Issue #1238, opened 2026-07-22
[FEATURE] Improve load-job semantics for partial task success


xingnailu:
**Is your feature request related to a problem? Please describe.**

Directory-level `load` jobs are split into file-level tasks. Today, **any single task failure marks the entire job as `Failed`**, while **successfully completed tasks leave their cached files in Curvine** (no automatic rollback).

This creates confusing operator semantics:

1. `cv load-status` / job logs report `Failed`, which looks like a full failure.
2. A large portion of the directory may already be cached and readable from Curvine (file-level cache hit).
3. Failure logs can report `len = 0` even after hours of progress, which understates how much data was actually written.
4. There is no first-class way to distinguish “nothing cached” vs “partially cached”, or to **retry only failed tasks**.

Observed production example (cache_mode mount):

- Job planned: `8192` tasks, `~3.4TB`
- Workers started copying individual files into CV
- Job ended as `Failed` because one task hit `No available worker found`
- Cached files from successful tasks remained under the CV path

Client reads are already per-file (valid CV cache → CV; otherwise → UFS), so retaining successful files is useful for cache acceleration — but the **job-level status does not describe partial success**.

**Describe the solution you'd like**

1. **Richer terminal states** for load jobs, e.g.:
   - `Completed` — all tasks succeeded
   - `PartialSuccess` / `CompletedWithErrors` — some tasks succeeded, some failed
   - `Failed` — no usable progress / hard failure per policy

2. **Accurate progress on failure**: aggregate `loaded_size` / completed-task bytes in failure summaries (avoid misleading `len = 0`).

3. **Expose partial-result metrics** in `load-status` / `load-list` / Web UI:
   - `completed_files`, `failed_files`, `running_files`
   - cached bytes attributable to successful tasks
   - failed task paths (verbose)

4. **Configurable fail policy** (job or mount / load CLI):
   - `fail_fast` — current behavior (optional keep as default)
   - `continue` — run remaining tasks; finish as `PartialSuccess` if any failures
   - `all_or_nothing` (optional) — on failure, clean up files written by this job run

5. **Retry only failed tasks** (e.g. `cv load --retry-failed <job_id>` or skip-already-cached), so operators do not re-load the whole directory.

**Describe alternatives you've considered**

- Keep current fail-fast + no cleanup (status only): cheapest, but operators keep misreading `Failed` as “no cache”.
[...]

PR #1326, opened 2026-07-27
feat(transfer): add protocol and configuration

jlon:
# Summary
Define the Transfer service contract without starting the service itself.
This PR adds the public RPC schema, configuration, state model, and error surface consumed by later Transfer implementation PRs.

# Issue Describe / Design
Related to #1238.
The configuration retains compatibility inputs while normalizing runtime storage selection through `store_url`.

# Changes
| --- | --- | --- |
| `curvine-common/proto/transfer.proto` | Add Transfer request, status, and task-report messages. | New protocol only. |
| `curvine-common/src/conf/transfer_conf.rs` | Add Transfer configuration and validation. | Disabled by default. |
| `curvine-common/src/state/transfer.rs` | Add transfer state, task, and progress types. | New API surface only. |
| common protocol/state helpers | Add RPC codes, errors, and Worker capability fields. | Backward-compatible optional fields. |

# Test verified
| --- | --- | --- |
| `cargo check -p curvine-common` | PASS | |

# Dependencies
- Related PRs: Blocks the Transfer persistence, metadata, scheduler, client, and deployment PRs.
- Related issues: #1238

### DIFF
--- a/Cargo.toml
+++ b/Cargo.toml
@@ -88,6 +88,8 @@ prost = "0.11.9"
 prost-build = "0.11.9"
 bincode = "1.3.3"
 serde_json = "1.0.125"
+rusqlite = { version = "0.32.1", features = ["bundled"] }
+mysql = "25.0.1"
 
 
 once_cell = "1.18.0"
--- a/curvine-common/src/conf/cluster_conf.rs
+++ b/curvine-common/src/conf/cluster_conf.rs
@@ -15,7 +15,8 @@
 use crate::alloc::allocator_type_name;
 use crate::conf::CliConf;
 use crate::conf::{
-    ClientConf, FaultHttpConfig, FuseConf, JobConf, JournalConf, MasterConf, WorkerConf,
+    ClientConf, FaultHttpConfig, FuseConf, JobConf, JournalConf, MasterConf, TransferConf,
+    WorkerConf,
 };
 use crate::rocksdb::DBConf;
 use crate::version;
@@ -73,6 +74,8 @@ pub struct ClusterConf {
 
     pub job: JobConf,
 
+    pub transfer: TransferConf,
+
     pub cli: CliConf,
 }
 
@@ -124,7 +127,8 @@ impl ClusterConf {
             conf.master.hostname = ip.clone();
             conf.journal.hostname = ip.clone();
             conf.worker.hostname = ip.clone();
-            conf.client.hostname = ip;
+            conf.client.hostname = ip.clone();
+            conf.transfer.hostname = ip;
         } else {
             if let Ok(v) = env::var(Self::ENV_MASTER_HOSTNAME) {
                 conf.master.hostname = v.to_owned();
@@ -146,6 +150,7 @@ impl ClusterConf {
         conf.client.init()?;
         conf.fuse.init()?;
         conf.job.init()?;
+        conf.transfer.init()?;
 
         if conf.client.master_addrs.is_empty() {
             for peer in &mut conf.journal.journal_addrs {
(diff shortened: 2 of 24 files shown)


Cargo.toml
```diff
@@ -88,6 +88,8 @@ prost = "0.11.9"
 prost-build = "0.11.9"
 bincode = "1.3.3"
 serde_json = "1.0.125"
+rusqlite = { version = "0.32.1", features = ["bundled"] }
+mysql = "25.0.1"
```
szbr00, line 92: The committed `Cargo.lock` is inconsistent with the manifests in this PR: it records `curvine-server` depending on `mysql`/`rusqlite`/`crossbeam` and `curvine-cli` depending on `curvine-server`/`toml`, but no crate declares these. Verified locally: `cargo metadata --locked` fails with "the lock file needs to be updated", so any `--locked` CI/build breaks and every local build silently rewrites `Cargo.lock`. It looks like the lockfile was generated from a later revision of the branch stack that still contained the store implementation. Since nothing in this PR consumes `rusqlite`/`mysql` yet, please drop these two workspace dependencies for now and regenerate `Cargo.lock` so it matches the manifests.

curvine-common/src/conf/transfer_conf.rs
```diff
@@ -0,0 +1,524 @@
...
+        default = "TransferConf::default_ufs_max_concurrency_per_endpoint"
+    )]
+    pub ufs_max_concurrency_per_endpoint: usize,
+    #[serde(skip, default = "TransferConf::default_task_max_retries")]
+    pub task_max_retries: usize,
+
+    #[serde(skip)]
+    pub task_report_interval: Duration,
+    #[serde(skip, default = "TransferConf::default_task_report_interval_str")]
+    pub task_report_interval_str: String,
```
szbr00, line 81: Several duration knobs (`task_report_interval`, `task_stale_timeout`, `cluster_snapshot_max_staleness`, `metadata_replica_refresh_interval`, `metadata_replica_max_staleness`) mark their `_str` fields `#[serde(skip, ...)]`, so they cannot actually be set from `curvine-cluster.toml` — a user-supplied value would be silently ignored and `init()` always parses the hardcoded default. This is inconsistent with `lease_timeout`/`terminal_retention` here (and with `JobConf`'s convention), which use `#[serde(alias = ...)]` and are configurable. Please either make these configurable via the alias pattern, or drop the unused `_str` fields/constants (`task_stale_timeout` and `task_report_interval` are derived from `lease_timeout` anyway).

curvine-common/src/conf/journal_conf.rs
```diff
@@ -57,6 +57,14 @@ pub struct JournalConf {
     // How many entries are created after creating snapshots.
     pub snapshot_entries: u64,
 
+    // Internal ring buffer for Transfer metadata replica delta sync.
+    #[serde(
+        skip_serializing,
+        skip_deserializing,
+        default = "JournalConf::default_metadata_delta_log_capacity"
+    )]
+    pub metadata_delta_log_capacity: usize,
```
szbr00, line 66: With `skip_serializing` + `skip_deserializing` this field can never be configured — it behaves as a constant that happens to live in `JournalConf`. Either make it deserializable so operators can tune the delta-log capacity, or keep it as a plain `const` until the Transfer delta-sync PR that consumes it lands.

curvine-common/src/conf/cluster_conf.rs
```diff
@@ -146,6 +150,7 @@ impl ClusterConf {
         conf.client.init()?;
         conf.fuse.init()?;
         conf.job.init()?;
+        conf.transfer.init()?;
```
szbr00, line 153: `transfer.init()` runs full validation unconditionally, so an invalid transfer config (e.g. a malformed `store_url`, or `max_running_transfers = 0`) prevents any process loading the cluster config from starting, even when `transfer.enabled = false`. Consider gating the validation on `enabled` (the mysql-store check already works this way) so a disabled feature cannot break cluster startup.

jlon:
Superseded by the rebased split stack: #1342 and #1343.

____________

Required work
Reproduce the lines of the records exactly, from the first one through the line that contains "keep as default)".

The answer
Issue #1238, opened 2026-07-22
[FEATURE] Improve load-job semantics for partial task success


xingnailu:
**Is your feature request related to a problem? Please describe.**

Directory-level `load` jobs are split into file-level tasks. Today, **any single task failure marks the entire job as `Failed`**, while **successfully completed tasks leave their cached files in Curvine** (no automatic rollback).

This creates confusing operator semantics:

1. `cv load-status` / job logs report `Failed`, which looks like a full failure.
2. A large portion of the directory may already be cached and readable from Curvine (file-level cache hit).
3. Failure logs can report `len = 0` even after hours of progress, which understates how much data was actually written.
4. There is no first-class way to distinguish “nothing cached” vs “partially cached”, or to **retry only failed tasks**.

Observed production example (cache_mode mount):

- Job planned: `8192` tasks, `~3.4TB`
- Workers started copying individual files into CV
- Job ended as `Failed` because one task hit `No available worker found`
- Cached files from successful tasks remained under the CV path

Client reads are already per-file (valid CV cache → CV; otherwise → UFS), so retaining successful files is useful for cache acceleration — but the **job-level status does not describe partial success**.

**Describe the solution you'd like**

1. **Richer terminal states** for load jobs, e.g.:
   - `Completed` — all tasks succeeded
   - `PartialSuccess` / `CompletedWithErrors` — some tasks succeeded, some failed
   - `Failed` — no usable progress / hard failure per policy

2. **Accurate progress on failure**: aggregate `loaded_size` / completed-task bytes in failure summaries (avoid misleading `len = 0`).

3. **Expose partial-result metrics** in `load-status` / `load-list` / Web UI:
   - `completed_files`, `failed_files`, `running_files`
   - cached bytes attributable to successful tasks
   - failed task paths (verbose)

4. **Configurable fail policy** (job or mount / load CLI):
   - `fail_fast` — current behavior (optional keep as default)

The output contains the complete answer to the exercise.